28. An elementary school is holding a public fun run for children and adults as a fundraiser. Runners will start at different times based on age, and must be at least four years old. The following code classifies runners into three groups. Rewrite the code so that once a runner is assigned to a group, SAS will skip the rest of the statements. In addition, make sure that anyone who does not fit into one of the age groups or has a missing value for age is assigned to a fourth group of entrants who require follow-up.
** Assign runners to groups 1-3 based on age;
IF 4 <= Age < 9 THEN Group = 1;
IF 9 <= Age < 13 THEN Group = 2;
IF Age >= 13 THEN Group = 3;
29. The following portion of code was used to classify patients into stroke risk groups based on their smoking status and blood pressure measurements. Rewrite the code so that it is less repetitive and will keep SAS from checking every condition for every observation. In addition, make sure that patients who fall into more than one group, based on their systolic blood pressure and diastolic blood pressure, will be placed in the group with the highest risk. Add code that will create an unknown risk group for patients with any data that do not fall into the specified ranges.
** for smokers;
IF Smoke > 0 AND (0 < Sbp < 120 AND 0 < Dbp < 80)
THEN Risk = ‘Medium’;
IF Smoke > 0 AND (120 <= Sbp < 140 OR
80 <= Dbp < 90)
THEN Risk = ‘High’;
IF Smoke > 0 AND (Sbp >= 140 OR Dbp >= 90)
THEN Risk = ‘Severe’;
** for non-smokers;
IF Smoke = 0 AND (0 < Sbp < 120 AND 0 < Dbp < 80)
THEN Risk = ‘Low’;
IF Smoke = 0 AND (120 <= Sbp < 140 OR
80 <= Dbp < 90)
THEN Risk = ‘Medium’;
IF Smoke = 0 AND (Sbp >= 140 OR Dbp >= 90)
THEN Risk = ‘High’;
30. Suppose that you have an extremely large data set that contains banking transaction records for branches across the United States, with the majority of records coming from the northeastern states. Your task is to group the records into regions based on the state where the transaction occurred. Discuss how you can accomplish this grouping as efficiently as possible.
31. Describe one potential pitfall of using an ELSE statement instead of an ELSE IF statement.

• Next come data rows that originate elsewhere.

PR #713, opened 2019-09-02
Shellcheck fixes

vrothberg:
Fixes for https://bugzilla.redhat.com/show_bug.cgi?id=1701373.

Ran locally with `shellcheck -a`.

Tested the updated script locally and it continues working as before.

@rhatdan @mtrmac PTAL

### DIFF
--- a/completions/bash/skopeo
+++ b/completions/bash/skopeo
@@ -203,7 +203,6 @@ _cli_bash_autocomplete() {
      local completions_func=_skopeo_${command}
      declare -F $completions_func >/dev/null && $completions_func
 
-     eval "$previous_extglob_setting"
      return 0
 }
 
--- a/completions/bash/skopeo
+++ b/completions/bash/skopeo
@@ -174,7 +174,7 @@ _skopeo_skopeo() {
 }
 
 _cli_bash_autocomplete() {
-     local cur opts base
+     local cur opts
 
      COMPREPLY=()
      cur="${COMP_WORDS[COMP_CWORD]}"
--- a/completions/bash/skopeo
+++ b/completions/bash/skopeo
@@ -159,10 +159,9 @@ _skopeo_skopeo() {
        --version -v
        --help -h
      "
-     commands=$( "${COMP_WORDS[@]:0:$COMP_CWORD}" --generate-bash-completion )
 
      case "$prev" in
-         $main_options_with_args_glob )
+         --policy|--registries.d|--override-arch|--override-os|--command-timeout)
              return
              ;;
      esac
@@ -172,6 +171,7 @@ _skopeo_skopeo() {
              COMPREPLY=( $( compgen -W "$boolean_options $options_with_args" -- "$cur" ) )
              ;;
          *)
+             commands=$( "${COMP_WORDS[@]:0:$COMP_CWORD}" --generate-bash-completion )
              COMPREPLY=( $( compgen -W "${commands[*]} help" -- "$cur" ) )
              ;;
      esac
@@ -189,12 +189,9 @@ _cli_bash_autocomplete() {
 
      local command=${PROG} cpos=0
      local counter=1
-     counter=1
      while [ $counter -lt "$cword" ]; do
          case "${words[$counter]}" in
-             -*)
-                ;;
-             *)
+             skopeo|copy|inspect|delete|manifest-digest|standalone-sign|standalone-verify|help|h)
                  command="${words[$counter]//-/_}"
                  cpos=$counter
                  (( cpos++ ))
--- a/completions/bash/skopeo
+++ b/completions/bash/skopeo
@@ -10,7 +10,7 @@ _complete_() {
     local option_with_args
     for option_with_args in $options_with_args $transports
     do
-        if [ "$option_with_args" == "$prev" -o "$option_with_args" == "$cur" ]
+        if [ "$option_with_args" == "$prev" ] || [ "$option_with_args" == "$cur" ]
         then
             return
         fi
--- a/completions/bash/skopeo
+++ b/completions/bash/skopeo
@@ -1,6 +1,6 @@
 #! /bin/bash
 
-: ${PROG:=$(basename ${BASH_SOURCE})}
+PROG="skopeo"
 
 _complete_() {
     local options_with_args=$1
--- a/completions/bash/skopeo
+++ b/completions/bash/skopeo
@@ -177,7 +177,7 @@ _skopeo_skopeo() {
 }
 
 _cli_bash_autocomplete() {
-     local cur opts
+     local cur
 
      COMPREPLY=()
      cur="${COMP_WORDS[COMP_CWORD]}"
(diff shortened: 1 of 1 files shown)


vrothberg:
```
Failed to download metadata for repo 'updates'
Error: Failed to download metadata for repo 'updates'
```
... will try again later

completions/bash/skopeo
```diff
@@ -155,13 +159,7 @@ _skopeo_skopeo() {
        --version -v
        --help -h
      "
-     commands=$( ${COMP_WORDS[@]:0:$COMP_CWORD} --generate-bash-completion )
-
-     case "$prev" in
-         $main_options_with_args_glob )
```
mtrmac: Sure, this is not making things _worse_, but it also doesn’t seem quite the right thing.

Consider `skopeo --policy `<completion>: After this change, the code will fall through the `*)` case below and try to complete a command name; it should either use the `-*)` case or exit here, which, in both cases, results in no completions.

I think this should somehow use the `$options_with_args` instead. (But then again, the use of `$options_in_args` in  `_complete_` does not work either, AFAICS, because it is not the right syntax for alternatives in a `case`. Randomly checking some examples in `/usr/share/bash-completion`, `_init_completion -s` looks like a possible option, but also quite a bit more work than locally fixing warnings.)

completions/bash/skopeo
```diff
@@ -1,6 +1,7 @@
 #! /bin/bash
+# shellcheck shell=bash disable=SC2207
 
-: ${PROG:=$(basename ${BASH_SOURCE})}
+PROG="skopeo"
```
mtrmac: It would be cleaner to just remove the variable at this point; we rely on `PROG` being `skopeo` for the `_skopeo_skopeo` function to be called. (Or, well, we could not do that, and handle that special case cleanly as a true special case.)

(Alternatively, to just fix the warning without changing the rest, `${BASH_SOURCE[0]}` might work.)

completions/bash/skopeo
```diff
@@ -1,6 +1,7 @@
 #! /bin/bash
+# shellcheck shell=bash disable=SC2207
```
mtrmac: I’m not quite happy about this global override… Do I understand correctly that this is all for the
```sh
COMPREPLY=( $( compgen -W …) )
```
instances?

(Note that the example of `compgen` in `(info bash)` changes `IFS` to parse the output correctly before running the command.)

If these are the only causes of the warning, couldn’t they all call a single helper function that either uses one of the supported replacements (to be explicitly and fully safe), or uses only a _local_ override (to continue to rely on the fact that the sets of options don’t contain any other elements that should/could be split)?

completions/bash/skopeo
vrothberg: I updated it now to check for the options. Just using the variable doesn't work without some glob magic, so I opted for maintaining the list manually. I also had to adapt the logic for selecting the function to avoid the script believing that there's a function for the value of `--policy $value` for instance.

completions/bash/skopeo
vrothberg: Done

completions/bash/skopeo
vrothberg: Yes, it's for `compgen` instances. I changed them to use `read -r` now.

vrothberg:
@rhatdan, we need similar fixes for the other projects as well. Especially the changes in https://github.com/containers/skopeo/pull/713/commits/b31f0da5c6327b6ab75a03cbecef7701fbae76bd are required to support `podman --root /path [TAB]` (note that no completions occur any more).

vrothberg:
> @rhatdan, we need similar fixes for the other projects as well. Especially the changes in [b31f0da](https://github.com/containers/skopeo/commit/b31f0da5c6327b6ab75a03cbecef7701fbae76bd) are required to support `podman --root /path [TAB]` (note that no completions occur any more).

FYI @baude @mheon @TomSweeneyRedHat

rhatdan:
LGTM
@mtrmac Can you merge?

completions/bash/skopeo
mtrmac: (Absolutely non-blocking: This works, but it’s also non-obvious enough that a helper might be easier to maintain (or at least comment on) than copy&pasting it over the place.)

completions/bash/skopeo
```diff
@@ -183,15 +185,12 @@ _cli_bash_autocomplete() {
...
      local counter=1
-     counter=1
-     while [ $counter -lt $cword ]; do
+     while [ $counter -lt "$cword" ]; do
          case "${words[$counter]}" in
-             -*)
-                ;;
-             *)
-                 command=$(echo "${words[$counter]}" | sed 's/-/_/g')
+             skopeo|copy|inspect|delete|manifest-digest|standalone-sign|standalone-verify|help|h)
```
mtrmac: Hum… this is not really correct, consider `skopeo --policy copy inspect …` and the like. I appreciate that in practice, it’s clearly better than the current code for both filenames and parameter values, but it’s likely to confuse future readers into thinking that this code is correct; maybe worth at least a comment or filing an issue.

Also, this is yet another place to maintain this list… could that do with some of the “glob magic” and based on a helper that calls `--generate-bash-completion`?

(Really the trick of `_skopeo_skopeo` is, in hindsight, a mistake.)

completions/bash/skopeo
```diff
@@ -155,26 +156,27 @@ _skopeo_skopeo() {
        --version -v
        --help -h
      "
-     commands=$( ${COMP_WORDS[@]:0:$COMP_CWORD} --generate-bash-completion )
 
      case "$prev" in
-         $main_options_with_args_glob )
+         --policy|--registries.d|--override-arch|--override-os|--command-timeout)
```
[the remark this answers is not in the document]
vrothberg: Added a comment.

completions/bash/skopeo
vrothberg: It's really nasty to get it correct since the entire logic is split. I don't want to rewrite the script but merely wanted to address the big shellcheck complaints and address the completion bug after --flags.

vrothberg:
> The more I look at this, the more incorrect logic I find…

Same here :see_no_evil: 

> Maybe it would be better, after all, to keep the scope of this PR to only shellcheck fixes, and not try to improve the logic on `--option param`? I.e. go back to your original idea of just giving up on `main_options_with_args_glob`.

I prefer the current version of the previous one. The logic can be tricked into reporting bogus but at least it's reporting something.

mtrmac:
LGTM, let’s get this in.

(For future reference, if anyone finds this PR to see what the commits were about:

`/usr/share/bash-completion/completions/pkg-config` could be a good starting point: `_init_completion -s` to handle `--option=param` and `--option param` uniformly, a simple `case` to add completions for individual options — and even an automated way to extract available options out of `--help`. It would probably need fair amount of tweaking (to handle the individual subcommands), but it seems much closer to being actually correct.)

32. How could the following code be rewritten so that it is more efficient? Explain why this might be important with a very large data set and then rewrite the DATA step.
DATA mtn;
INFILE ‘c:\MyRawData\UnitedStates.dat’;
INPUT State $ Pop2000 Pop2010;
IF State IN (‘Arizona’,’Colorado’,’Idaho’,
‘Montana’,’Nevada’,
‘New Mexico’,’Utah’,’Wyoming’)
THEN Region = ‘Mountain’;
PopDiff = Pop2010 - Pop2000;
IF Region = ‘Mountain’;
RUN;
33. In the following code, the observations will have a value of missing for the variable HeightCM. Explain why, and how to fix this problem.
DATA femaleheight;
SET height;
IF Gender = ‘Female’ THEN OUTPUT;
HeightCM = HeightIN * 2.54;
RUN;
34. In the following code, the data for the 7th, 14th, 21st, and 28th observations in the DETAIL data set are very similar to the resulting observations in the SUMMARY data set. Explain any differences for these observations between the two data sets and why these differences occur.
DATA summary detail;
DO Weeks = 1 TO 4;
DO Days = 1 TO 7;
Count + 1;
OUTPUT detail;
END;
OUTPUT summary;
END;
RUN;
35. Explain the difference between a DO statement and an iterative DO statement.

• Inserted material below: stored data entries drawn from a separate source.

Issue #721, opened 2019-09-18
Yaml dependency version


MericCelik:
Hello,

The latest release of skopeo (0.1.39) has a dependency of a quite an old version of yaml package, which can be seen as
`gopkg.in/yaml.v2 v2.0.0-20141029210843-d466437aa4ad`. 

In this commit, the library is licensed under LGPLv3. It seems that this changed to Apache 2.0 in newer releases. Would you consider to update this dependency? 

I also want to mention that there might be a problem with the vendor version. The commit id of the dependency belongs to a much older release, rather than v2.0.0. The license file in the skopeo's yaml vendor and the license file in the v2.0.0 release in the yaml Github repo does not match as well. So if I'm not mistaken, skopeo uses a yaml package version older than 2.0.0. Maybe a problem occured during the vendoring.

Hope it helps!

vrothberg:
Hi @MericCelik, thanks for opening the issue. I've opened PR https://github.com/containers/skopeo/pull/722 to update the dependency to the latest release.

mtrmac:
#736 has updated the library. Thanks for your report!

PR #722, opened 2019-09-18
vendor gopkg.in/yaml.v2@v2.2.2

vrothberg:
Fixes: #721


mtrmac:
Sure, this works. OTOH, it’s an indirect dependency of a dependency of a dependency.

Could this happen in the c/image Go module, to cause skopeo vendor to be automatically updated?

36. In the following code, you were expecting the data set TALLY to have 10 observations, but instead no observations were written. Explain why, and how to fix this problem.
DATA tally;
Sum = 0;
DO WHILE (Sum >= 10);
Sum + 1;
OUTPUT;
END;
RUN;
37. Explain why it is useful to use a date format when working with SAS dates.